GR 150312; (July, 2002) (Digest)
G.R. No. 150312 ; July 18, 2002
BAGO P. PASANDALAN, petitioner, vs. COMMISSION ON ELECTIONS and BAI SALAMONA L. ASUM, respondents.
FACTS
Petitioner Bago P. Pasandalan and private respondent Bai Salamona L. Asum were candidates for mayor of Lumbayanague, Lanao del Sur in the May 14, 2001 elections. Pasandalan filed a petition before the COMELEC to declare a failure of election in several precincts. He alleged that on election day, gunfire from CAFGU members caused panic, allowing Asum’s supporters to allegedly seize and fill out ballots. In other precincts, he claimed members of the Board of Election Inspectors failed to sign ballots and remove detachable coupons properly, and that Asum’s supporters grabbed and filled out ballots during a commotion.

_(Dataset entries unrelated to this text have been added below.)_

PR #3476, opened 2023-05-20
UriTemplateFactoryTest: fix "Creation of dynamic property is deprecated"

BacLuc:
9x: Creation of dynamic property App\Tests\Metadata\Resource\Factory\UriTemplateFactoryTest::$resourceMetadataCollection is deprecated
    9x in UriTemplateFactoryTest::setUp from App\Tests\Metadata\Resource\Factory

### DIFF
--- a/api/tests/Metadata/Resource/Factory/UriTemplateFactoryTest.php
+++ b/api/tests/Metadata/Resource/Factory/UriTemplateFactoryTest.php
@@ -30,6 +30,7 @@ class UriTemplateFactoryTest extends TestCase {
     private MockObject|IriConverterInterface $iriConverter;
     private PaginationOptions $paginationOptions;
     private ResourceNameCollection $resourceNameCollection;
+    private ResourceMetadataCollection $resourceMetadataCollection;
     private ApiResource $apiResource;
 
     protected function setUp(): void {


usu (approved):

carlobeltrame (approved):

The COMELEC en banc dismissed the petition for lack of merit. It found that elections in the questioned precincts were held as scheduled, were not suspended, and resulted in Asum’s election. The COMELEC ruled the allegations of fraud, terrorism, and irregularities were proper subjects for an election protest, not a petition for failure of election, and deemed Pasandalan’s evidence, consisting of affidavits from his own watchers, insufficient and self-serving.
ISSUE
Whether the COMELEC committed grave abuse of discretion in dismissing the petition for declaration of failure of election.
RULING
The Supreme Court ruled that the COMELEC did not commit grave abuse of discretion. A petition for declaration of failure of election is an extraordinary remedy, exercisable only in three instances under Section 6 of the Omnibus Election Code: (1) the election was not held, (2) the election was suspended, or (3) the election resulted in a failure to elect, meaning nobody was elected. The Court emphasized that this power must be exercised with utmost circumspection to avoid disenfranchising voters and frustrating the electorate’s will.
None of the conditions were present. The elections proceeded, were not suspended, and Asum was proclaimed winner. The alleged irregularities—terrorism, fraud, and procedural lapses by election officials—do not constitute grounds for a failure of election but are proper for an election contest where evidence can be thoroughly examined. The COMELEC correctly held that the petition did not specifically allege the essential grounds for the extraordinary remedy. Since the will of the electorate in the contested precincts could still be ascertained, the proper recourse was an election protest. The dismissal was thus affirmed.